Many of us have plenty of pictures from inside our boats, but very few of us from another boat. If you recognize someone, let me know. Also, if anyone wants a high resolution copy, PM me. The first one is me taken from a friend's boat, the second is my friend's classic 23' Seacraft. The cat boat at the end of the North Jetty scared me pretty good. The photo is from after they moved away from the rocks. I was puckered up watching how close they were. Maybe it was just my vantage point, or that captain's stones are MUCH bigger than mine!


----------



## jeffscout (Jun 22, 2004)

And a few more...


----------



## Nwilkins (Jan 18, 2009)

Part Timer said:


> My newest little knuckle head.


Great pictures, beautiful kiddos


----------



## Mrschasintail (Dec 8, 2004)

I'm eating Pizza. I feel deprived Capt Dave!!!


----------



## MEGABITE (May 21, 2004)

jeffscout said:


> If you recognize someone, let me know. Also, if anyone wants a high resolution copy, PM me.

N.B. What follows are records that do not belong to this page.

Issue #4535, opened 2017-04-21
Unwrap "max retries exceeded" errors


jsha:
When there is some sort of network problem, or the server is unavailable, we get an error like:

> An unexpected error occurred: ConnectionError: HTTPSConnectionPool(host='acme-v01.api.letsencrypt.org', port=443): Max retries exceeded with url: /directory (Caused by NewConnectionError('<requests.packages.urllib3.connection.VerifiedHTTPSConnection object at 0x7f020eee70d0>: Failed to establish a new connection: [Errno -2] Name or service not known',))

This is confusing because it emphasizes the "retries" part, when the important part is the "Name or service not known" part. We should handle this type of error specially and just show the actual error, not the part about exceeding retries.

bobstrecansky:
Working on this one at PyCon2017

bobstrecansky:
Proposed starting to implementation: https://github.com/kennethreitz/requests/pull/4047

bobstrecansky:
Talked to the requests library maintainers; they mentioned that I could take this exception; wrap it as a string, and parse it.  Going to take a stab at that today.

bobstrecansky:
WIP: https://github.com/certbot/certbot/pull/4733

bmw:
@jsha, Noah said you might be interested in working on this?

PR #4733, opened 2017-05-24
[#4535] - Unwrap 'max retries exceeded' errors

bobstrecansky:
This should help out with https://github.com/certbot/certbot/issues/4535
utilizing regex to parse out the relevant error messages and displaying them back out to stdout if we fail to connect to the proper host.  This should pass back the urllib3 responses in a more readable fashion.  

Example test with acme routed to localhost:

```
[12:55:16] bstrecansky ~ tail -1 /etc/hosts
127.0.0.1	acme-v01.api.letsencrypt.org
```

```
venv)[12:52:29] bstrecansky certbot max_retries_exceeded ~ sudo certbot                                                       1 ↵
An unexpected error occurred:
Can't connect to acme-v01.api.letsencrypt.org
[Errno 65] - No route to host
```


bobstrecansky:
@jsha -
The requests maintainers would like for us to change this within our module rather than upstream in the requests module because they believe (rightly so) there are probably many clients that are expecting the multiple values downstream.  

I've added another commit with the regex explanation and examples.  The string that would need to be matched is:

```
HTTPSConnectionPool(host='acme-v01.api.letsencrypt.org', port=443): Max retries exceeded with url: /directory (Caused by NewConnectionError('<requests.packages.urllib3.connection.VerifiedHTTPSConnection object at 0x106be06d0>: Failed to establish a new connection: [Errno 65] No route to host',))
```
So I figured we could just have individual descriptions and examples (I felt that kept the code cleaner while giving a useful example).  Happy to include the whole string if you deem it necessary.

We are only not printing the traceback if it matches this particular case.  The associated else prints a traceback in all other cases.  I'll be happy to change that logic if you'd like as well.

jsha:
Great, thanks for the update! Does that mean https://github.com/kennethreitz/requests/issues/2876 should be closed?

One more question on this implementation: Why regexes rather than catching typed exceptions and interrogating their contents?

bobstrecansky:
@jsha - that was the feeling I got when I discussed the topic with the requests maintainers at PyCon.   We could catch the typed exceptions and interrogate their contents; the regexes just felt like a cleaner solution to me (I have a systems background, so always happy to do some regex'ing).  I'll be happy to change that to the typed exceptions method if you'd like me to.

bobstrecansky:
@jsha - just wanted to bump this.

certbot/log.py
```diff
@@ -299,7 +300,23 @@ def except_hook(exc_type, exc_value, trace, debug, log_path):
             _, _, exc_str = str(exc_value).partition(':: ')
             print(exc_str, file=sys.stderr)
         else:
-            traceback.print_exception(exc_type, exc_value, None)
+            """ Regex for parsing error messages"""
+            """ Regular expression groups"""
+            """ Match Group #1: Attempted connection host"""
+            """ Match Group #2: urllib3 Error Number"""
+            """ Match Group #3: urllib3 Error String"""
+            """ Example:"""
```
jsha: For the example, I was thinking a full example error message before parsing.

Also, triple quotes (`"""`) are generally used for multi-line comments in Python, so open with a triple quote at the top, then close with another triple quote at the bottom, rather than repeating the quotes on each line.

certbot/log.py
```diff
@@ -299,7 +300,23 @@ def except_hook(exc_type, exc_value, trace, debug, log_path):
...
+            """ Match Group #1: acme-v01.api.letsencrypt.org"""
+            """ Match Group #2: [Errno 65]"""
+            """ Match Group #3: No route to host"""
+            err_re = re.search(r"host='(\S*)'.*(\[Errno \d+\]\ )(.*)(',\)\))", str(exc_value))
```
jsha: You don't need to put the `.*` in a separate group, you can leave it combined with the Errno. Also, `err_re` isn't the right name for this variable, since it's the result of running a search. I'd call it `match` instead.

In this case I'd prefer `re.match` over `re.search`, with more anchoring at the beginning of the error message (e.g. including the bit about RetryError). This minimizes the chance that we accidentally transform an error message we didn't intend to.

Let's also extract the path (e.g. /directory) so we can compose the full URL for the error message.

certbot/log.py
```diff
@@ -299,7 +300,23 @@ def except_hook(exc_type, exc_value, trace, debug, log_path):
...
+            if err_re:
+                err_msg = "Can't connect to "+err_re.group(1)+\
```
jsha: Instead of referring by group name, you can do:

(host, error) = match.groups()

Then, when generating the output message, you can do:

new_error = "Problem requesting {1}: {2}".format(host, error)

bobstrecansky: @jsha - what parts of the message do you think are important to capture?  I want to make sure that the error messaging is sensible to the person reading the error message.  I'd propose:

hostname
[urllib error code] - urllib error message


So we would net an output something like so:

```

An unexpected error occurred:
Can't connect to acme-v01.api.letsencrypt.org
[Errno -2] Name or service not known

```

certbot/log.py
bobstrecansky: Made the change on the quotes.  Would you like me to  keep the match group descriptions and examples, or would you just like me to leave the initial string that we're parsing?

bobstrecansky:
@jsha - when you have a chance, I can finish up this PR with your clarifications I believe and move on to the next one in my queue (https://github.com/certbot/certbot/pull/4730)

certbot/log.py
jsha: It's unusual to separate errors onto multiple lines like that. Also, we can make things clearer by combining the host, path, and scheme. E.g.:

> Requesting https://acme-v01.api.letsencrypt.org/directory: [Errno -2] Name or service not known

jsha:
Also, I should have pointed this out earlier, but it would be nicer to put this in a more specific try/catch around where we make network requests, specifically in acme/acme/client.py, method _send_request, surrounding the

`        response = self.session.request(method, url, *args, **kwargs)`

acme/acme/client.py
```diff
@@ -18,7 +18,7 @@
 from acme import jose
 from acme import jws
 from acme import messages
-
+from certbot import log
```
jsha: We don't want to create a dependency from `acme` to `certbot`. That will create a dependency loop, where each depends on the other. Also, we want to keep the dependencies for `acme` relatively small.

Instead of calling `log.except_hook`, my recommendation is to move the matching code you implemented over there into this file. In other words, once you're done you'll wind up with no diffs in `certbot`, only in `acme`. You'll also want to remove the `prints` and raise a new exception with the message you want, e.g. `raise Exception("foo ...")`.

certbot/log.py
```diff
@@ -309,14 +309,11 @@ def except_hook(exc_type, exc_value, trace, debug, log_path):
...
-            if err_re:
-                err_msg = "Can't connect to "+err_re.group(1)+\
-                          "\n"+err_re.group(2)+\
-                          "- "+err_re.group(3)
-                print(err_msg, file=sys.stderr)
-            else:
-                traceback.print_exception(exc_type, exc_value, None)
+            print (exc_value, file=sys.stderr)
+            match = re.match(r".*host='(\S*)'.*url\: (\/\w*).*(\[Errno \d+\])((\s*\w*)*)", str(exc_value))
+            host, directory, error_no, error_msg = (match.group(1), match.group(2), match.group(3), match.group(4))
```
jsha: You can just use `match.groups()` here.

certbot/log.py
```diff
@@ -309,14 +309,11 @@ def except_hook(exc_type, exc_value, trace, debug, log_path):
...
             """ Match Group #3: No route to host"""
-            err_re = re.search(r"host='(\S*)'.*(\[Errno \d+\]\ )(.*)(',\)\))", str(exc_value))
-            if err_re:
-                err_msg = "Can't connect to "+err_re.group(1)+\
-                          "\n"+err_re.group(2)+\
-                          "- "+err_re.group(3)
-                print(err_msg, file=sys.stderr)
-            else:
-                traceback.print_exception(exc_type, exc_value, None)
+            print (exc_value, file=sys.stderr)
```
jsha: Please remove the extraneous print.

certbot/log.py
```diff
@@ -309,14 +309,11 @@ def except_hook(exc_type, exc_value, trace, debug, log_path):
...
+            match = re.match(r".*host='(\S*)'.*url\: (\/\w*).*(\[Errno \d+\])((\s*\w*)*)", str(exc_value))
```
jsha: I'd still like to see a comment with a full example of a real error message that we're matching against.

certbot/log.py
bobstrecansky: Sorry, still working through this.  Will remove.

certbot/log.py
bobstrecansky: I attempted to do that.  Will attempt it again.

acme/acme/client.py
bobstrecansky: sounds good.

certbot/log.py
bobstrecansky: Will add one in.

bobstrecansky:
@jsha - I think this should be all fixed up now, lmk.

acme/acme/client.py
```diff
@@ -624,7 +624,32 @@ def _send_request(self, method, url, *args, **kwargs):
         kwargs.setdefault('headers', {})
         kwargs['headers'].setdefault('User-Agent', self.user_agent)
         kwargs.setdefault('timeout', self._default_timeout)
-        response = self.session.request(method, url, *args, **kwargs)
+        try:
+            response = self.session.request(method, url, *args, **kwargs)
+        except requests.exceptions.RequestException as e:
+            """ Regex for parsing error messages"""
```
jsha: Instead of terminating each line, please use the ability of Python's triple-quote """ to span multiple lines, and remove the initial space on the first line:

```
"""First line
   Second line
"""
```

Also, good comments should explain "why" rather than "what" or "how." For instance, here we would say something like "The requests library emits exceptions with a lot of extra text. We parse them with a regexp to raise a more readable exceptions."

acme/acme/client.py
```diff
@@ -624,7 +624,32 @@ def _send_request(self, method, url, *args, **kwargs):
...
+            """ Regular expression groups"""
+            """ Match Group #1: Attempted connection host"""
```
jsha: I would leave out these descriptions of each match group. They are implicitly documented by the variable names that you assign below.

acme/acme/client.py
```diff
@@ -624,7 +624,32 @@ def _send_request(self, method, url, *args, **kwargs):
...
+            """ Match Group #2: urllib3 Error Number"""
+            """ Match Group #3: urllib3 Error String"""
+            """ Example:"""
+            """HTTPSConnectionPool(host='acme-v01.api.letsencrypt.org', 
+            port=443): Max retries exceeded with url: /directory 
+            (Caused by NewConnectionError('
+            <requests.packages.urllib3.connection.VerifiedHTTPSConnection
+            object at 0x108356c50>: Failed to establish a new connection:
+            [Errno 65] No route to host',))"""
+            """ Match Group #1: acme-v01.api.letsencrypt.org"""
```
jsha: Similarly, you don't need to provide an example of each matched group. The single example error message, plus the names assigned to the match groups, are enough.

acme/acme/client.py
```diff
@@ -624,7 +624,32 @@ def _send_request(self, method, url, *args, **kwargs):
...
+            """ Match Group #2: /directory"""
+            """ Match Group #3: [Errno 65]"""
+            """ Match Group #4: No route to host"""
+            error_string = str(e.message)
```
jsha: Why does e.message need to be converted to a `str`? What is it naturally?

acme/acme/client.py
```diff
@@ -624,7 +624,32 @@ def _send_request(self, method, url, *args, **kwargs):
...
+            error_regex = r".*host='(\S*)'.*url\: (\/\w*).*(\[Errno \d+\])([A-Za-z ]*)"
+            host, directory, error_no, error_msg = re.match(error_regex, error_string).groups()
+            new_error = "Requesting {0}{1} : {2} {3}".format(host, directory, error_no, error_msg)
```
jsha: Please remove the space before the :.

acme/acme/client.py
```diff
@@ -624,7 +624,32 @@ def _send_request(self, method, url, *args, **kwargs):
...
+            <requests.packages.urllib3.connection.VerifiedHTTPSConnection
+            object at 0x108356c50>: Failed to establish a new connection:
+            [Errno 65] No route to host',))"""
+            """ Match Group #1: acme-v01.api.letsencrypt.org"""
+            """ Match Group #2: /directory"""
+            """ Match Group #3: [Errno 65]"""
+            """ Match Group #4: No route to host"""
+            error_string = str(e.message)
+            error_regex = r".*host='(\S*)'.*url\: (\/\w*).*(\[Errno \d+\])([A-Za-z ]*)"
+            host, directory, error_no, error_msg = re.match(error_regex, error_string).groups()
```
jsha: Please replace "directory" with "path", which matches HTTP URL terminology better.

acme/acme/client.py
```diff
@@ -624,7 +624,32 @@ def _send_request(self, method, url, *args, **kwargs):
...
+            new_error = "Requesting {0}{1} : {2} {3}".format(host, directory, error_no, error_msg)
+            print new_error
```
jsha: Please remove this `print`.

acme/acme/client.py
bobstrecansky: Naturally it's a 
<class 'requests.packages.urllib3.exceptions.MaxRetryError'>

Converting it to a string allowed the regex.

acme/acme/client.py
bobstrecansky: We could also use "uri" rather than "path", in case any query strings come into play in the future.  I'll leave it as path for the time being like you're requesting.

bobstrecansky:
@jsha - i've made all the changes you've requested, as well as done some unit test digging.  I am not super versed in python unit tests; can you give me a little more information as to where / what I need to add for the unit test?  I also noticed that the test_requests_error_passthrough unit tests begins to fail with my code add.  Is that my responsibility to update as well?

acme/acme/client_test.py
```diff
@@ -21,7 +21,6 @@
 KEY = jose.JWKRSA.load(test_util.load_vector('rsa512_key.pem'))
 KEY2 = jose.JWKRSA.load(test_util.load_vector('rsa256_key.pem'))
 
-
```
jsha: Looks like you introduced a spurious diff here; could you restore the deleted line?

acme/acme/client_test.py
```diff
@@ -741,6 +740,18 @@ def test_head_get_post_error_passthrough(self):
...
                           self.net.post, 'uri', obj=self.obj)
 
+class ErrorTest(unittest.TestCase):
+    """Tests for urllib3 error conditions"""
+    # pylint: disable=too-many-instance-attributes,too-many-public-methods
+
+    def setUp(self):
+        self.response = mock.MagicMock(
+            ok=True, status_code=http_client.OK, headers={}, links={})
+        self.net = mock.MagicMock()
```
jsha: Mocks are used for the components of a system that are not being tested. In this case we're testing the `ClientNetwork` component, so we don't want to use a mock for it. Instead, you should instantiate a real ClientNetwork object. There should be examples elsewhere in this file.

acme/acme/client_test.py
```diff
@@ -741,6 +740,18 @@ def test_head_get_post_error_passthrough(self):
...
+        self.net.get.return_value = self.response
+
+    def test_urllib_error(self):
+         self.assertEqual(self.response, self.net.get("http://localhost:19123/nonexistent.txt"))
```
jsha: What we want to do here is assert that this get raises an exception. Elsewhere in this file, you'll see `assertRaises`, but that's not quite what we want: we don't want to test just the type of the exception, but also its content. So set up a try/catch block around the `get` call, and in the catch block, verify that the raised exception has the correct message.

bobstrecansky:
Alright, everything seems to be good now, minus the test_requests_error_passthrough mock test.  I think my test can actually replace that one, but i'd like your input on that.

jsha:
The failing test is actually showing you a real bug:

```
  File "/home/travis/build/certbot/certbot/.tox/py27-oldest/lib/python2.7/site-packages/mock.py", line 1201, in patched
    return func(*args, **keywargs)
  File "/home/travis/build/certbot/certbot/acme/acme/client_test.py", line 622, in test_requests_error_passthrough
    self.net._send_request, 'GET', 'uri')
  File "/opt/python/2.7.13/lib/python2.7/unittest/case.py", line 473, in assertRaises
    callableObj(*args, **kwargs)
  File "/home/travis/build/certbot/certbot/acme/acme/client.py", line 646, in _send_request
    host, path, error_no, error_msg = re.match(error_regex, str(e.message)).groups()
AttributeError: 'NoneType' object has no attribute 'groups'
```

In other words, you need to assign the result of `re.match` to something, then check whether's it's None before calling `.groups()`.

Also , the coverage results suggest that client.py line 629 is not getting exercised in tests: https://travis-ci.org/certbot/certbot/jobs/253236669

bobstrecansky:
Gah what a moron.  Fixing all of these now.

bobstrecansky:
@jsha - I know my tests are failing - just wanted to get your $0.02 before I continue going in the wrong direction here.

acme/acme/client.py
```diff
@@ -624,7 +625,31 @@ def _send_request(self, method, url, *args, **kwargs):
...
+            HTTPSConnectionPool(host='acme-v01.api.letsencrypt.org',
+            port=443): Max retries exceeded with url: /directory
+            (Caused by NewConnectionError('
+            <requests.packages.urllib3.connection.VerifiedHTTPSConnection
+            object at 0x108356c50>: Failed to establish a new connection:
+            [Errno 65] No route to host',))"""
+
+            err_regex = r".*host='(\S*)'.*url\: (\/\w*).*(\[Errno \d+\])([A-Za-z ]*)"
+            err_str = str(e.message)
+            if err_str is not None:
```
jsha: I don't think you need to check if err_str is None - it should always be present in an exception. I meant you need to check the result of the re.match:

```
m = re.match(err_regex, err_tr)
if m is None:
 raise
else:
  host, path, err_no, err_msg = m.groups()
```

Also, you don't need the `res` object you created here.

bobstrecansky: The only reason I created it was because otherwise the function had too many variables and it didn't pass linting.  Should I not worry about that or should I do something else?

jsha: Our pylint settings are pretty extreme. I would be fine with disable=too-many-locals here. I suspect the underlying concept behind that warning is that at some point the code gets complex enough that you want to break it out into multiple functions. That might be a decent idea here, but I don't think it's required.

jsha:
One thing I forgot to mention on IRC - in order for Travis to build on your own repo, I believe you have to sign in to Travis and enable that repo for builds.

bobstrecansky:
@jsha - I did a lot of work on this today - figured out a couple things that are annoying:  Different versions of python use different requests, which therefore throw back different exceptions and different messages.  How should we handle this?  I also don't want to take code coverage away from acme for an exception error (which it seems as if we would have to do if we had to manage different general error exceptions for different versions of python).

jsha:
That's a good question. @bmw @ohemorange, how do we reach 100% test coverage when some code gets executed only by certain versions of Python? Do we run the "cover" task only for one version?

bmw:
Yes, we only run coverage tests for Python 2.7. I'd recommend adding `pragma: no cover` to lines that aren't run in Python 2.7 like [this](https://github.com/certbot/certbot/blob/a7a8e060e37fad21a9702ac0f143fd39609c8c2d/certbot/log.py#L208).

bobstrecansky:
@bmw - Thanks, that was extremely helpful
@jsha - I actually had to make 2 separate distinctions here - one for the python version, and another for the OS version.  I was able to encapsulate all of this in my tests.

jsha:
Looks like there were still some failures on Travis. :-(

bobstrecansky:
Yup; going to investigate tomorrow - will check against my test branch (passing now)

bobstrecansky:
okay @jsha - was able to get the tests to pass 👍

acme/acme/client_test.py
```diff
@@ -621,6 +622,26 @@ def test_requests_error_passthrough(self, mock_requests):
...
 
+    def test_urllib_error(self):
+        try:
+            # pylint: disable=protected-access
+            self.net._send_request('GET', "http://localhost:19123/nonexistent.txt")
+
+        except ValueError as y:
+            if "linux" in sys.platform:
+                self.assertEqual("Requesting localhost/nonexistent: "
+                                 "[Errno 111] Connection refused", str(y))
```
jsha: I thought we had agreed (via IRC) to leave out the Errno since it is different between platforms and doesn't add useful information.

acme/acme/client.py
```diff
@@ -624,7 +627,31 @@ def _send_request(self, method, url, *args, **kwargs):
         kwargs.setdefault('headers', {})
         kwargs['headers'].setdefault('User-Agent', self.user_agent)
         kwargs.setdefault('timeout', self._default_timeout)
-        response = self.session.request(method, url, *args, **kwargs)
+        try:
+            response = self.session.request(method, url, *args, **kwargs)
+        except requests.exceptions.RequestException as e:
+            #pylint: disable=pointless-string-statement
```
jsha: Local style is to always include a space after the `#` that begins a comment. There are a few other similar comments below that need fixing.

acme/acme/client.py
```diff
@@ -599,6 +600,8 @@ def _check_response(cls, response, content_type=None):
         return response
 
     def _send_request(self, method, url, *args, **kwargs):
+    #pylint: disable=too-many-locals
```
jsha: Please line this comment up with the beginning of the block quote, and remove the extra line below it.

acme/acme/client.py
```diff
@@ -624,7 +627,31 @@ def _send_request(self, method, url, *args, **kwargs):
...
+
+            Example:
+            HTTPSConnectionPool(host='acme-v01.api.letsencrypt.org',
+            port=443): Max retries exceeded with url: /directory
+            (Caused by NewConnectionError('
+            <requests.packages.urllib3.connection.VerifiedHTTPSConnection
+            object at 0x108356c50>: Failed to establish a new connection:
+            [Errno 65] No route to host',))"""
+
+            err_regex = r".*host='(\S*)'.*url\: (\/\w*).*(\[Errno \d+\])([A-Za-z ]*)"
```
jsha: Let's add a little anchoring at the beginning here to make extra sure we don't match the wrong error:

```
err_regex = r"^HTTPSConnectionPool\(host='(\S*)
```

acme/acme/client_test.py
```diff
@@ -621,6 +622,26 @@ def test_requests_error_passthrough(self, mock_requests):
...
+            else: #pragma: no cover
+                self.assertEqual("Requesting localhost/nonexistent: "
+                                 "[Errno 61] Connection refused", str(y))
+
+        except requests.exceptions.ConnectionError as z: #pragma: no cover
```
jsha: It's not clear to me when we would expect to get a ConnectionError, and what we're testing for here. Could you document that here?

acme/acme/client_test.py
bobstrecansky: I thought about it a bit more and it might be helpful for the end user to see the error number - they may have seen that urllib3 error message before.  It's easy enough for me to remove if we decide that we should, maybe we should just decide that together.

acme/acme/client_test.py
bobstrecansky: I added documentation about python2 and python3, as well as linux and OSX.  I'm assuming that's sufficient?

acme/acme/client.py
bobstrecansky: We can't really do that, because that would encapsulate the outer exceptions that we are trying to pull out here.   Open to other suggestions though.

bobstrecansky:
@jsha - all I did was add comments and my PR won't pass unit tests now.  You can see the difference with:
`git diff 4f9dbcd 2cefd01`

bobstrecansky:
@jsha - I think this is ready for your review again.  I've addressed all your concerns either in a change or in a comment, and all the tests are passing again.  TIA!

acme/acme/client_test.py
jsha: Looking at the test makes me more convinced we should leave it out. Splitting up the test based on platform is pretty hacky, especially when we can simplify the error message and the test at the same time without removing useful information.

acme/acme/client_test.py
jsha: It looks like, on python3, hitting this error will print `('Connection aborted.', error(111, 'Connection refused')`, and you've made the test check that behavior. But I think that behavior is wrong. We'd like to make this print the same error on python3 that it prints on other Python versions. I think the best thing to do here is install python3 and figure out why you're not getting the expected results there.

acme/acme/client.py
jsha: I don't understand what you mean by this?

jsha:
By the way, it looks like you are rebasing your commit and pushing it fresh each time. That is good practice in some repos, but what we do here is keep all our commits separate, even if they are small or we aren't sure about them. Once the PR is ready, we merge it with a squash commit, so all those tiny commits get squashed into one. The advantage of this approach is that when you push individual commits I can see the diffs versus the last version of the PR I looked at.

acme/acme/client.py
bobstrecansky: We are unwrapping the wrapped error message with the regex, and I don't want to catch the outer limited regex. I can post examples if you'd like.

bobstrecansky:
Will do a squash & merge from here on out; just what i'm used to doing at work.

acme/acme/client.py
jsha: Yes, please. Some examples would be helpful.

jsha:
> Will do a squash & merge from here on out; just what i'm used to doing at work.

To be clear, what I was saying is that when we merge this, *we'll* do a squash. I'd like you do push unsquashed commits as you go so I can track the incremental changes between pushes better. Thanks!

acme/acme/client.py
bobstrecansky: I forgot that I had already posted one earlier in the PR.  Here it is again:

`HTTPSConnectionPool(host='acme-v01.api.letsencrypt.org',` port=443): Max retries exceeded with url: /directory (Caused by NewConnectionError('<requests.packages.urllib3.connection.VerifiedHTTPSConnection object at 0x106be06d0>: Failed to establish a new connection: [Errno 65] No route to host',))`

bobstrecansky: We may be able to anchor with HTTPSConnectionPool; this is the full error message that gets spit back:

`ConnectionError: HTTPSConnectionPool(host='acme-v01.api.letsencrypt.org', port=443): Max retries exceeded with url: /directory (Caused by NewConnectionError('<requests.packages.urllib3.connection.VerifiedHTTPSConnection object at 0x109dbb110>: Failed to establish a new connection: [Errno 65] No route to host',))`

jsha: Ah, yep, looks like we could anchor with HTTPSConnectionPool. I'd also like to expand the "url:" in the regex to "Max retries exceeded with url:".

bobstrecansky: If it's okay with you I think it would make sense to just use the .* rather than anchoring it with HTTPSConnectionPool.  If we were to anchor it that way, we'd have to change the exception handling and write more unit tests for it.  We aren't actually looking for that part of the error message, the host is the first important piece, so everything before it is sort of a moot point.  That might also help us in the future too if an error gets nested in more exceptions in the requests library.  I did add the Max retries exceeded with url, but that made my line too long, so I had to ignore it in pylint.

jsha: Ah, I probably wasn't clear enough. It's not important to me that you have a `^` immediately before HTTPSConnectionPool, just that the string be in the regex. That is, I originally proposed:

`err_regex = r"^HTTPSConnectionPool\(host='(\S*)`

But based on the actual message string you postedrecently, it should be:

`err_regex = r"HTTPSConnectionPool\(host='(\S*)`

(that is, remove the `^`). I think that shouldn't require changing exception handling or tests. If that's incorrect, please let me know what it would require changing. Thanks!

bobstrecansky: That value can actually change with the version of python and operating system as well.  Can we leave that part out of the regex match?  The first piece of pertinent data we get back is the host, everything else should be irrelevant for parsing this request.

jsha: Is the string "HTTPSConnectionPool" what changes with different Python or OS versions? Or is it the ordering of the fields within the parens? If it's the latter, it could be fixed with `HTTPSConnectionPool\(.*host`

bobstrecansky: It seems like a couple different things are at play.  Notably the method that requests nests exceptions seems to change here and there.  Sometimes the value gets called HTTPConnecitonPool, sometimes it gets called HTTPSConnection pool, sometimes it gets nested in deeper within the exception string.

jsha: Interesting! Okay, will consider this good enough then. Thanks!

jsha:
I think the only remaining action item is to remove errno from the output and simplify the test accordingly.

bobstrecansky:
Do we want to remove the error number?  I think I mentioned it in one of my rebases that got shoved under the rug - maybe it would be smart to leave it.  Those error messages can be associated with the underlying library and could be helpful for people to see a pattern.  I know I normally like having some sort of error number associated with a failure so I can associate it; that could just be my preference though.

jsha:
Yep, I replied to your comment at https://github.com/certbot/certbot/pull/4733#discussion_r130214385, but it probably got lost :-)

bobstrecansky:
Got it, will change it this weekend then we should be good to go.

bobstrecansky:
@jsha - thinking about this a bit more - will let you know when it's ready for review.

bobstrecansky:
@jsha did a bunch of refactoring to simplify my logic a bit. Happy to discuss if you'd like.

bmw:
@jsha, are you able to give this another look?

jsha:
Thanks for your patience! Looks good to me.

That's me in the bass boat. jk :slimer:


----------



## Bily Lovec (Sep 26, 2005)

Bear hunting in New Mexico a few weeks ago...


----------



## WilliamH (May 21, 2004)

I love the beer selection this time of year!!


----------



## cubera (Mar 9, 2005)

Well this is how I spent most of my day. Starter ring gear got chewed up. Time to replace it.
Always something.


----------



## SailandSkiCenter (Jun 23, 2014)

*Sail and Ski Center.....and Recovery? Well ok.*

You never know what you'll see when you venture to Braunig Lake! Just ran down to prop out a Dargel 230 HDX Kat and ended up lending this poor guy a hand.


----------



## kempker1409 (Feb 26, 2006)

Last years Halloween.


----------



## RRfisher (Mar 5, 2007)

That Chucky costume is awesome. My son has red hair and would have been perfect in that costume when he was younger.


----------



## KarrMar (Jul 12, 2011)

The beach has been really nice this week


----------



## stelvis (May 26, 2005)

*Tucson Golf: La Paloma, Gallery, Dove Mountain*

I think I see NWilkins ball in the Cactus next to mine...yep his ProV-1 next to my Range Ball!..


----------



## Mont (Nov 17, 1998)

Day 11 of the pool project. Day 1 and day 7 were both complete rain outs with close to 2" of rain on each one of them. The mini PVC handrails are place holders until the deck cures a bit. There's a bit of landscaping to be done too, but time to hit race mode and get ready for The Texas Mile next week. Hopefully, by this time next Friday, I will be doing about 160 down Chase Field. I am sure the party will be on at the house.


----------



## captMATT (Jun 3, 2005)

Well..... Got her stuck.


----------



## RLwhaler (Sep 10, 2005)

Our Anniversary vacation Greece/Paris.


----------



## apbubba (Jul 25, 2007)

:walkingsm


finkikin said:


> New Truck :texasflag


 Bought a new Ford Truck after driving my old one for 12 years. **** truck is smarter than the driver. I hate that!


----------



## jamisjockey (Jul 30, 2009)

Wifey earned a trip to Vegas with lia sophia this last week

Departing hobby



















Could only take so much so me and a couple guys in the group hit Red Rock Canyon, and went horseback riding














































I won over 400 at a $15 blackjack table...wife promptly turned it into designer shoes....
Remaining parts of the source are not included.